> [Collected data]
= = = = =

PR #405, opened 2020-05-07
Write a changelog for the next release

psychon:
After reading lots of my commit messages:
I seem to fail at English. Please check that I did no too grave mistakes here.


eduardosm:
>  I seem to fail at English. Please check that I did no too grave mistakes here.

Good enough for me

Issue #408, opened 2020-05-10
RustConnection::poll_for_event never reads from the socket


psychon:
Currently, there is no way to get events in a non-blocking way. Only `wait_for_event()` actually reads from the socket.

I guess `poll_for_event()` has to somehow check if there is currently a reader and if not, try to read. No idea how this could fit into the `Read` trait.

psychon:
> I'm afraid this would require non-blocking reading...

= = = = =

The full set of entries should be transcribed exactly.

> [FINAL ANSWER]
PR #405, opened 2020-05-07
Write a changelog for the next release

psychon:
After reading lots of my commit messages:
I seem to fail at English. Please check that I did no too grave mistakes here.


eduardosm:
>  I seem to fail at English. Please check that I did no too grave mistakes here.

Good enough for me

Issue #408, opened 2020-05-10
RustConnection::poll_for_event never reads from the socket


psychon:
Currently, there is no way to get events in a non-blocking way. Only `wait_for_event()` actually reads from the socket.

I guess `poll_for_event()` has to somehow check if there is currently a reader and if not, try to read. No idea how this could fit into the `Read` trait.

psychon:
> I'm afraid this would require non-blocking reading...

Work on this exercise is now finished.